Division of Liver Diseases, Mount Sinai School of Medicine, New York, New York, USA.
Prog Mol Biol Transl Sci. 2010;97:151-200. doi: 10.1016/B978-0-12-385233-5.00006-4.
The understanding of the cellular and molecular mechanisms of the fibrotic wound-healing response of the liver has made dramatic progress in the past 20 years. Hepatic stellate cells (HSCs), which after liver injury proliferate and transdifferentiate to myofibroblasts, have emerged as the primary source of the fibrotic response, even though other fibrogenic cells may also contribute to the production of extracellular matrix (ECM). Advances in the understanding of HSC regulation include apoptotic signaling, angiogenic signaling, and responses to oxidative stress. The ECM has emerged not only as a structural scaffold, but also as a dynamic and interactive matrix regulating stellate cell activation. Additionally, the innate immune system and immune signaling, as well as a broadening understanding of the transcriptional regulation including microRNAs and epigenetic events offer potential therapeutic targets. Unraveling genetic determinants related to mechanisms of hepatic fibrogenesis promise individualized therapy or prevention. Hepatic fibrosis and cirrhosis have emerged as treatable and potentially reversible consequence of chronic liver disease.

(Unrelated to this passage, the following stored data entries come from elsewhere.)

PR #1396, opened 2016-10-04
remove picoc and waypoints storage

### LINKED ISSUE #1087: PicoC abuses settings objects
Settings objects should only ever be written by GCS/the user. Changing settings in-flight opens up lots of possibilities for serious bugs. Things like setting actuators should be done through the appropriate PiOS functions rather than attempting to force values by corrupting the user's settings.

### LINKED ISSUE #1088: PicoC Writes to Disabled Actuators
This is potentially quite dangerous if you have a motor on a channel you have disabled because you don't want it to spin (e.g. when bench-testing your PicoC scripts). PicoC should have it's own actuator type and should only work on actuators which are assigned to PicoC.

mlyle:
Frees up a partition on all F3 and F4 targets for storing system ident data.

This removes marginal subsystems, frees up flash the loader knows about for MagicTune(tm) but incurs a lot of debt.  That is, things we've been planning to do-- runtime code loading to replace picoc, storing multi-instance stuff in config to replace waypoint storage, etc.

fixes #1087 
fixes #1088


lolorc:
I know that you really don't like picoC, but until a proper replacement (if ever) could it be possible to at least keep it disabled by default and enabled/compiled with a compile flag ?

mluessi:
@lolorc are you currently using PicoC? What is your application?

lolorc:
yes been using for a long time.
driving buzzer and ws2812 leds for now.
atm using data from flightbatterystate, flightstatus, gpsposition.

I was using TauLabs with a 11 flight modes patch I haven't ported  back to DR yet. so I'm wondering about using Stabilized3Set as an alternate way to support more flight modes.

more generally I'd be in favor of being able to change every single parameters from picoC :)

mlyle:
@lolorc -- the problem is that I need a big chunk of flash for something that will be on the path to significantly improve flight performance.  The only extra chunk many targets have is the waypoints partition, which PicoC also uses. :/

mlyle:
rebased

tracernz:
This seems unfortunate, but inevitable at this point.

PR #1397, opened 2016-10-04
makefile: add Release-20161004 to UAVO_GIT_VERSIONS

mlyle:


tracernz:
Something like this (gets most recent 5 releases) might be a good idea rather than adding another maintenance burden (we have done well to avoid versioning stuff in tree to date)?
`git for-each-ref --count=5 --sort='-creatordate' --format '%(refname:short)' 'refs/tags/Release-*'`

tracernz:
Also, the plumbing command (rather than porcelain command) for the one already there is:
`git rev-list --max-count=18 --merges --abbrev-commit HEAD shared/uavobjectdefinition`
😉

mlyle:
Maybe in the future?  Unfortunately, also, if the UAVOs have not changed it makes the app bigger and more bloated and extends the build time to include e.g. hotfixes

tracernz:
I'll look at it and see if I can come up with something.

PR #2213, opened 2018-05-29
Package:GCS: Remove libqjp2.so - JPEG2000 support

### LINKED ISSUE #2212: Ubuntu install broken on 18.04 - requires unavailable dependency (libjasper1)
* Seen in version (release version or githash): Release-20180212.2

Issue details:
The Ubuntu packaged deb requires libjasper1, which is not available in the Ubuntu 18.04 repos. Downloading it manually from 17.10 repos & installing works (for now). Unclear why libjasper1 isn't available in 18.04, but build deps should likely be changed.

tracernz:
It has a dependency on libjasper which is unmet on recent Debian based systems, due to security issues.

Fixes #2212


tracernz:
build artifacts please

tracernz:
aggh, didn't quote the echo and it had parens

build artifacts please

mlyle:
Thanks :D  It's a shame jpeg-2000 has always been rather impossible to use, because of poor software support, IPR problems, etc--- and it seems it's not ever going to get better.

PR #2217, opened 2018-06-05
transmitter_control: Don't forget about Altitude Hold.

### LINKED ISSUE #2216: AltitudeHold flight mode inoperative
* Seen in version (release version or githash):  Pre-Inconcievable and #2215 
* On flight controller (if applicable): Seppuku

Issue details:
Selecting Altitude hold mode causes motors to drop to Neutral, Throttle is ineffective, And beeper sounds .-. "R" code.

Also noticed that there is still an ALT.H indicator on the Flight Data screen in GCS although there is no longer an AltitudeHold Module.  

If FC is connected to GCS when selecting Altitude Hold mode, Flight mode shows as Failsafe, the RC Input indicator turns red.  Hovering over it gives the message: "Error Code: Undefined      This should not happen"

glowtape:
Fixes #2216.


mlyle (approved):
Thx much

PR #2218, opened 2018-06-29
Flight: Correct mag logic such that mag works without baro.

jihlein:
While working with flightd on a board with only a mag (no baro), a sensor error was displayed.  Investigation showed that the timeout variables for a mag sensor read were the same as for the baro sensor read, and not being correctly updated when no baro was present.  This PR creates dedicated mag variables and updates them correctly.

Bench verified with flightd, but should be fine on other targets.


jihlein:
Also tested on AQ32, works as intended.

mlyle (approved):
LGTM, thanks for the catch!

PR #2230, opened 2018-08-13
attitude: Implement sensor decimation.

glowtape:
Moves the collection of the gyro samples from the updateAttitudeINSGPS/updateAttitudeComplementary functions to the task function, and collects samples averaging them based on a decimator value calculated. Current default runtime for the attitude filter in this patch is 100hz, which drops the CPU usage in TaskInfo from 15% to about 2-3%. It still flies good (at least in the living room, rain and all).

PR for Maquiabelo, for artifacts.


glowtape:

glowtape:
Seems to work fine according to the guy on the forum triggering this PR.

在过去的 20 年中,人们对肝纤维化伤口愈合反应的细胞和分子机制的理解取得了显著进展。肝星状细胞(HSCs)在肝损伤后增殖并转分化为肌成纤维细胞,已成为纤维化反应的主要来源,尽管其他成纤维细胞也可能有助于细胞外基质(ECM)的产生。对 HSC 调节的认识包括凋亡信号、血管生成信号和对氧化应激的反应。ECM 不仅作为结构支架,而且作为调节星状细胞激活的动态和相互作用的基质出现。此外,先天免疫系统和免疫信号,以及对转录调控(包括 microRNAs 和表观遗传事件)的更广泛理解,为潜在的治疗靶点提供了依据。揭示与肝纤维化发生机制相关的遗传决定因素有望实现个体化治疗或预防。肝纤维化和肝硬化已成为慢性肝病可治疗和潜在可逆转的后果。